Brown shaded area = Amsterdam City, Green = Amsterdam Schiphol Airport
Beijing has started construction on a new mega-airport that will be roughly the size of Bermuda and have nine runways. When Beijing Daxing International airport opens in 2015, the Chinese capital will become the world’s busiest aviation hub, handling around 370,000 passengers a day.
It is only three years since the opening of Terminal 3 at Beijing Capital Airport, a sweeping structure designed by Sir Norman Foster that is far bigger than all of Heathrow’s five terminals combined.
But an enormous boom in China’s aviation industry has already left the capital’s existing facilities stretched to breaking point. “It is impossible to add even one more flight to the tight daily schedule of the Capital airport,” said Li Jiaxing, the minister in charge of China’s Civil Aviation Administration.
“The existing airport in Beijing has an annual capacity of 75 million passengers.

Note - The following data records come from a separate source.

PR #3379, opened 2026-05-30
feat(go): implement golang sdk logger

### LINKED ISSUE #3364: Implement Golang SDK logger
### Description

The Go SDK currently uses `log.Printf` for internal logging, which writes directly to stdout. This is problematic.

### Component

Golang SDK 🐹

### Proposed solution

(I am not a expert in logger so I believe you can come up with a better solution):
- Define a minimal logger interface:
```go
type Logger interface {
     Debug()
     Info()
     Error()
     Warning()
     ....
}
```

- Accept it as a client option: `WithLogger(logger Logger)`
- The default logger should be silent by default, but it still need to have enough feature implemented that user can use by simply modify the log level/filter, and the output stream should also be configurable.
- Replace all `log.Printf` calls with c.logger.Printf, mirror the logger with rust sdk.

References

Any exellent Golang opensource project. Many of them have a logger in it :)

slash-init:
# Which issue does this PR address?

Closes #3364 

## Rationale

The SDK previously logged internal events using the standard library `log.Printf`, giving users no way to control the output. They couldn't turn it off, change the log level, or redirect it. This PR introduces configurable, structured logging via the standard library's `log/slog`, allowing users to fully control observability.

## What changed?

-   Replaced internal `log.Printf` calls with structured `*slog.Logger` logging.
    
-   Added a `WithLogger(*slog.Logger)` client option for custom logger configuration.
    
-   Logging is now disabled by default using `slog.DiscardHandler`; users must explicitly provide a logger via `WithLogger()` to enable SDK diagnostic logs.

## Local Execution

Passed

- Ran `go vet ./...` - no issues
- Ran `gofmt` - all files formatted correctly
- Ran `golangci-lint` - no errors or warnings
- Ran `go build ./...` - builds successfully
- Ran `go test ./contracts ./client/tcp ./internal/util` - all tests pass

## AI Usage

Tool: Claude Sonnet 4.6

Scope: Assisted with migration from `log.Printf` to `slog`. All generated code was reviewed, integrated and tested manually.

Verification: All code compiles and tests pass locally.


foreign/go/client/tcp/tcp_core.go
```diff
@@ -71,6 +72,8 @@ type config struct {
 	reconnection tcpClientReconnectionConfig
 	// noDelay disable Nagle's algorithm for the TCP connection
 	noDelay bool
+	// logger is the logger used for internal diagnostics
+	logger iggcon.Logger
```
chengxilo:
```suggestion
```

You already include logger as part of `IggyTcpClient ` at R54. This one should be removed.

chengxilo:
I was doing code review but realized that you are still working on it since github tell me to refresh the PR. However, I do found some problem. I'm sorry when I wrote the misleading proposal since it's just a small silly example.

I did some small research on it and realized that there is something new about go log system and it would probably help: https://go.dev/blog/slog. I think it can be used directly to replace the `iggcon.Logger` interface. we just need to use  `*slog.Logger` as the logger interface, perhaps.

slash-init:
> I was doing code review but realized that you are still working on it since github tell me to refresh the PR. However, I do found some problem. I'm sorry when I wrote the misleading proposal since it's just a small silly example.
> 
> I did some small research on it and realized that there is something new about go log system and it would probably help: https://go.dev/blog/slog. I think it can be used directly to replace the `iggcon.Logger` interface. we just need to use `*slog.Logger` as the logger interface, perhaps.

Thanks for the clarification. I introduced the interface based on the original proposal, but I agree that using `*slog.Logger` directly would keep things simpler and align with the standard library.
I'll update the implementation to use `slog` directly unless you have a different approach in mind.

chengxilo:
By the way, test is missing. So if you don't mind please provide unit test for this PR.

foreign/go/contracts/logger.go
```diff
@@ -0,0 +1,39 @@
...
+	})
+	return slog.New(handler)
+}
+
+func NewStderrLogger(level slog.Level) *slog.Logger {
+	return NewLogger(level, os.Stderr)
+}
+
+func NopLogger() *slog.Logger {
+	return slog.New(slog.NewTextHandler(io.Discard, nil))
```
hubcio: `NopLogger()` isn't actually silent. `slog.NewTextHandler(io.Discard, nil)` passes nil options, so the handler's min level defaults to info - info/warn/error still get fully formatted and then written to `io.Discard`, only debug is skipped. measured on go 1.25 that's ~430-530 ns/op (and 1 alloc once an `error` value is passed, which is exactly the heartbeat warn) vs ~3ns for a true noop. the `WithLogger` doc says output is "silently discarded" and the PR claims zero overhead, which only holds for debug.

fix is one line: `return slog.New(slog.DiscardHandler)`. it reports `Enabled() == false` at every level so nothing is formatted, 0 alloc across the board, and it's already in the stdlib (go.mod and toolchain are on 1.25). all the current call sites are cold (heartbeat, login, redirect) so there's no runtime regression today, but the claim and the contract should match the code.

foreign/go/contracts/logger.go
```diff
@@ -0,0 +1,39 @@
...
+)
+
+func NewLogger(level slog.Level, writer io.Writer) *slog.Logger {
+	handler := slog.NewTextHandler(writer, &slog.HandlerOptions{
+		Level: level,
+	})
+	return slog.New(handler)
+}
+
+func NewStderrLogger(level slog.Level) *slog.Logger {
```
hubcio: `NewStderrLogger` has no non-test callers - the only thing that calls it is its own test (`TestNewStderrLogger_RespectsLevel`), and `NewLogger(level, os.Stderr)` already covers what it does. golangci's `unused` won't flag it since it's exported, so it just sits as dead public surface. worth dropping it (and its test).

foreign/go/contracts/logger.go
```diff
@@ -0,0 +1,39 @@
...
+
+package iggcon
+
+import (
+	"io"
+	"log/slog"
+	"os"
+)
+
+func NewLogger(level slog.Level, writer io.Writer) *slog.Logger {
```
hubcio: two small things on the exported helpers: `NewLogger(level, writer)` flips the usual slog arg order (`slog.NewTextHandler(writer, opts)` is writer-first), so `NewLogger(writer, level)` would read more naturally. also none of `NewLogger`/`NewStderrLogger`/`NopLogger` have doc comments - not a CI failure with the current lint config, but they're exported.

foreign/go/internal/util/leader_aware.go
```diff
@@ -31,25 +31,36 @@ import (
 
 // CheckAndRedirectToLeader queries the client for cluster metadata and returns
 // an address to redirect to (empty string means no redirection needed).
-func CheckAndRedirectToLeader(ctx context.Context, c iggcon.Client, currentAddress string, transport iggcon.Protocol) (string, error) {
-	log.Println("Checking cluster metadata for leader detection")
+func CheckAndRedirectToLeader(ctx context.Context, c iggcon.Client, currentAddress string, transport iggcon.Protocol, logger *slog.Logger) (string, error) {
+	logger.Debug("Checking cluster metadata for leader detection")
```
hubcio, line 35: `logger` is dereferenced here unconditionally as the first statement, and again in `processClusterMetadata`. adding the param turned this exported helper into one with an undocumented non-nil precondition. it's safe through the real path today since both `NewIggyClient` and `NewIggyTcpClient` default a nil logger to `NopLogger()`, but a struct-literal `IggyTcpClient` (e.g. `newTestClient` in the tcp tests) leaves `logger` nil and would panic the moment the leader path runs. cheapest guard is to default nil to `NopLogger()` at the top of `CheckAndRedirectToLeader`, or document the precondition.

foreign/go/client/iggy_client.go
```diff
@@ -72,15 +82,24 @@ func NewIggyClient(options ...Option) (iggcon.Client, error) {
 		opt(&opts)
 	}
 
+	logger := opts.logger
+	if logger == nil {
+		logger = iggcon.NopLogger()
+	}
+
+	// Prepend the logger option so transport inherits it.
+	tcpOpts := append([]tcp.Option{tcp.WithLogger(logger)}, opts.tcpOptions...)
```
hubcio: this prepends `tcp.WithLogger(logger)` then appends the user's `opts.tcpOptions`, so if someone passes both `WithLogger(a)` and `WithTcp(tcp.WithLogger(b))`, the transport ends up logging through `b` (last write wins) while `ic.logger` at line 102 keeps `a` - and the heartbeat at line 132 logs through `a`. so the client and its transport can silently use two different loggers.

it's structural, not a precedence thing: the transport's `logger` field is unexported so the client can't read it back, and reordering prepend/append won't fix the split. either route the heartbeat through one governing logger so a single logger covers everything, or document that `WithTcp(tcp.WithLogger)` doesn't govern the client-level heartbeat and `WithLogger` is the unified entry. don't just swap the append order - that would clobber an explicit transport logger.

foreign/go/client/iggy_client.go
```diff
@@ -110,7 +129,7 @@ func (ic *IggyClient) Connect(ctx context.Context) error {
 				case <-ticker.C:
 					pingCtx, pingCancel := context.WithTimeout(lifetimeCtx, ic.heartbeatInterval/2)
 					if err := ic.Ping(pingCtx); err != nil {
-						log.Printf("[WARN] heartbeat failed: %v", err)
+						ic.logger.Warn("heartbeat failed", "err", err)
```
hubcio: key here is `"err"` but `leader_aware.go` uses `"error"` for the same kind of field. pick one (slog idiom is `"error"`) so the structured keys stay consistent across the SDK.

hubcio (changes requested):

foreign/go/client/iggy_client.go
slash-init: I went with the documentation approach for now and clarified the behavior of `WithLogger(...)` vs `tcp.WithLogger(...)`. `WithLogger(...)` remains the client-level logger used by heartbeat logging and is forwarded to the transport as a default, while an explicit `tcp.WithLogger(...)` only overrides the transport logger.

foreign/go/client/iggy_client.go
slash-init: Pushed the requested changes.
* `NopLogger` uses `slog.DiscardHandler` (zero formatting, zero alloc)
* dropped `NewStderrLogger` and its test
* flipped `NewLogger` to `(writer, level)` and added doc comments
* added a nil guard on the logger at the top of `CheckAndRedirectToLeader`
* documented the `WithLogger` / `tcp.WithLogger` split on `WithTcp`, `WithLogger`, and `tcp.WithLogger`
* changed the heartbeat key to `"error"` for consistency with `leader_aware.go`

foreign/go/client/tcp/tcp_core.go
```diff
@@ -203,8 +217,14 @@ func NewIggyTcpClient(options ...Option) *IggyTcpClient {
 		}
 	}
 
+	logger := opts.logger
+	if logger == nil {
+		logger = iggcon.NopLogger()
+	}
```
chengxilo: This if statement can be removed. We can just move the default value into the GetDefaultOptions() at R46.

foreign/go/client/tcp/tcp_core.go
chengxilo, line 47:
```suggestion
		config: defaultTcpClientConfig(),
		logger: iggcon.NopLogger() // Or just slog.New(slog.DiscardHandler) should be better in my opinion
```

foreign/go/client/iggy_client.go
```diff
@@ -72,15 +86,26 @@ func NewIggyClient(options ...Option) (iggcon.Client, error) {
 		opt(&opts)
 	}
 
+	logger := opts.logger
+	if logger == nil {
+		logger = iggcon.NopLogger()
+	}
```
chengxilo: same here, move it to GetDefaultOptions(). We set NopLogger() in default options, and let the 
```go
	for _, opt := range options {
		opt(&opts)
	}
```
to overwrite it.

foreign/go/contracts/logger.go
```diff
@@ -0,0 +1,36 @@
...
+	handler := slog.NewTextHandler(writer, &slog.HandlerOptions{
+		Level: level,
+	})
+	return slog.New(handler)
+}
+
+// NopLogger returns a logger that silently discards all output.
+func NopLogger() *slog.Logger {
+	return slog.New(slog.DiscardHandler)
+}
```
chengxilo: Maybe we can delete `logger.go` and `logger_test.go`. If we use `*slog.Logger`, we can just inline `slog.New(slog.DiscardHandler)` for default logger. And for user who want to see the logs, they can do 
```go
client.NewIggyClient(client.WithLogger(slog.New(slog.NewTextHandler(
    os.Stdout, 
    &slog.HandlerOptions{
        Level: slog.LevelDebug,
     }))))
```
So the `NewLogger` won't be actually used.

The NopLogger makes sense, but I think it's also fine to just inline 
```go
slog.New(slog.DiscardHandler)
```

So we can remove both of them, and the corresponding tests.

foreign/go/internal/util/leader_aware.go
```diff
@@ -31,25 +31,39 @@ import (
 
 // CheckAndRedirectToLeader queries the client for cluster metadata and returns
 // an address to redirect to (empty string means no redirection needed).
-func CheckAndRedirectToLeader(ctx context.Context, c iggcon.Client, currentAddress string, transport iggcon.Protocol) (string, error) {
-	log.Println("Checking cluster metadata for leader detection")
+func CheckAndRedirectToLeader(ctx context.Context, c iggcon.Client, currentAddress string, transport iggcon.Protocol, logger *slog.Logger) (string, error) {
+	if logger == nil {
+		logger = iggcon.NopLogger()
+	}
```
chengxilo: Regarding here, if you change the `GetDefaultOptions()`, it should be safe to remove the nil check.

foreign/go/client/tcp/tcp_core.go
```diff
@@ -203,8 +217,14 @@ func NewIggyTcpClient(options ...Option) *IggyTcpClient {
...
+
 	return &IggyTcpClient{
 		config:                 opts.config,
+		logger:                 logger,
```
chengxilo, line 213:
```suggestion
		logger:                 opts.logger,
```

chengxilo (changes requested):
I think both logger.go and logger_test.go can be removed.  But it doesn't mean we don't need test. Actually, I think it would be great if we can test wither the `WithLogger` works.

`NopLogger()` can be replaced with `slog.New(slog.DiscardHandler)` directly, very straight forward and easy to understand.

foreign/go/client/iggy_client.go
chengxilo: Another approach would be remove `tcp.WithLogger`, and change the signature of `NewIggyTcpClient` to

Last year it handled 73 million,” said Cao Yunchun, a professor at the country’s Civil Aviation University. “In two years, it will be totally packed. And it cannot be expanded infinitely,” he added.
Instead, Beijing’s planners have found a 21 sq mile site to the south of the city, in the suburb of Daxing. Currently the site is around an hour’s drive from the city centre, but planners are pencilling in an extension to Beijing’s metro, and perhaps even a high-speed train line.

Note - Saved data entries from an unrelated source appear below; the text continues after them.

PR #3380, opened 2026-05-30
feat(php): fill Packagist metadata

### LINKED ISSUE #3303: PHP SDK: fill out Packagist metadata

`foreign/php/composer.json` currently has the minimum package fields, but it is too thin for Packagist publication as-is. Before publishing the PHP package, fill out the remaining package metadata so the package is discoverable and has the expected Composer shape.

## Scope

- Add an appropriate `autoload` section for the PHP SDK layout.
- Add relevant `keywords` for Apache Iggy / streaming / messaging / PHP extension bindings.
- Add `authors` metadata.
- Add a `homepage` URL.
- Re-check any other Packagist-facing metadata needed before publication.

This should remain separate from the initial experimental cut, but should not be forgotten before a Packagist publish path is enabled.

Related: #3302
Initial PHP SDK work: #3235

countradooku:
## Summary

- fill out `foreign/php/composer.json` Packagist metadata: homepage, keywords, authors, support links, and an explicit empty autoload section
- switch the package type to `php-ext` and add PIE `php-ext` metadata for the `iggy_php` extension
- add archive exclusions so Composer package archives stay scoped to the PHP extension source and omit dev/test/vendor output

Closes #3303.

## Validation

- `php -r 'json_decode(file_get_contents("foreign/php/composer.json"), true, flags: JSON_THROW_ON_ERROR);'`
- `composer validate --strict foreign/php/composer.json`
- `composer archive --format=zip` from `foreign/php` and inspected the archive contents
- `PATH=/tmp/iggy-addlicense-bin:$PATH prek run --files foreign/php/composer.json`
- pre-push hook: `cargo clippy` passed; Go/Java/C# hooks skipped as no relevant files changed

## Notes

The archive excludes use `composer.json` instead of root `.gitattributes` so Apache source-release archives created with `git archive` are not affected.


foreign/php/composer.json
```diff
@@ -1,14 +1,95 @@
...
+        "extension-name": "iggy_php",
+        "support-zts": false,
+        "support-nts": true,
+        "configure-options": [],
+        "download-url-method": [
+            "pre-packaged-binary",
+            "composer-default"
+        ]
+    },
+    "archive": {
```
hubcio: these excludes are package-root-relative (the `foreign/php/` dir), so the leading-slash repo-root paths like `/core`, `/bdd`, `/web`, `/.github`, `/foreign/csharp` never match anything here - only `/tests`, `/phpunit.xml.dist`, `/Dockerfile.test`, `/docker-compose.test.yml`, `/target`, `/vendor` actually exist under this dir. separately, `archive.exclude` only affects the `composer archive` cli. when someone `composer require`s this, packagist serves the github zipball and PIE's `composer-default` builds from the github source zip - both honor `.gitattributes export-ignore`, not `archive.exclude`. so once publishing is wired this whole block gets ignored. a scoped `foreign/php/.gitattributes` with `export-ignore` does what you want here - keeps the root `git archive` source release untouched (your stated reason for avoiding root `.gitattributes`) while actually filtering the real download path.

foreign/php/composer.json
```diff
@@ -1,14 +1,95 @@
 {
     "name": "apache/iggy-php",
     "description": "PHP extension bindings for Apache Iggy.",
+    "type": "php-ext",
```
hubcio, line 4: flagging for the eventual publish path (out of scope here): public packagist can't register a package whose `composer.json` lives in a repo subdirectory - it references the source repo root and won't zip subtrees [packagist#472](https://github.com/composer/packagist/issues/472). there's no root `composer.json` or split tooling, so `apache/iggy-php` isn't installable from this monorepo as-is.

foreign/php/composer.json
```diff
@@ -1,14 +1,95 @@
...
     "require-dev": {
         "phpunit/phpunit": "^10.5"
     },
+    "autoload": {},
+    "php-ext": {
+        "extension-name": "iggy_php",
+        "support-zts": false,
+        "support-nts": true,
+        "configure-options": [],
+        "download-url-method": [
```
hubcio, line 40: `pre-packaged-binary` makes PIE look for github release assets named like `php_iggy_php-{ver}_php{X.Y}-{arch}-{os}-{libc}-nts.zip`. nothing produces those yet, so PIE silently falls through to `composer-default` and builds from source. harmless - that's exactly why the fallback is second - just noting this entry is aspirational until a release-asset workflow exists.

foreign/php/composer.json
```diff
@@ -1,14 +1,95 @@
...
+        "issues": "https://github.com/apache/iggy/issues",
+        "source": "https://github.com/apache/iggy/tree/master/foreign/php"
+    },
     "require": {
         "php": ">=8.3"
     },
     "require-dev": {
         "phpunit/phpunit": "^10.5"
     },
+    "autoload": {},
```
hubcio: empty `autoload` is valid but does nothing for a native extension - there's no php source to autoload, the module ships as a compiled `.so`. cleaner to drop the key entirely.

hubcio (changes requested):

foreign/php/composer.json
```diff
@@ -1,14 +1,46 @@
...
+    "authors": [
+        {
+            "name": "Apache Iggy (Incubating) Contributors",
+            "homepage": "https://iggy.apache.org"
+        }
+    ],
+    "support": {
+        "docs": "https://iggy.apache.org/docs/",
+        "issues": "https://github.com/apache/iggy/issues",
+        "source": "https://github.com/apache/iggy/tree/master/foreign/php"
```
slbotbm, line 27: What do you think about adding a discord link as well?

slbotbm (changes requested):

foreign/php/composer.json
countradooku: Sure

hubcio (approved):

spetz (approved):

numinnex (approved):

PR #3399, opened 2026-06-01
fix(metadata): fix integration tests

numinnex:
This PR fixes all of the metadata operations except purge stream/topic as those are awaiting the partition reconciliation loop PR.


core/metadata/src/impls/metadata.rs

The new facility will not only serve Beijing, but also Tianjin and parts of Hebei as the Chinese capital morphs into a mega-city, its suburbs merging into those of the cities around it. The airport will be Beijing’s third, after Capital and the smaller, primarily military, Nanyuan airport.
Phew! While we prattle on about whether or not it’s “fiscally appropriate” to repair infrastructure built a half-century ago – and crumbling – the nations we compete with for commerce on a global stage are building for future business and other travel.
This is not how we got to be the nation we are; but, it certainly may be how we continue to lose stature and competitiveness.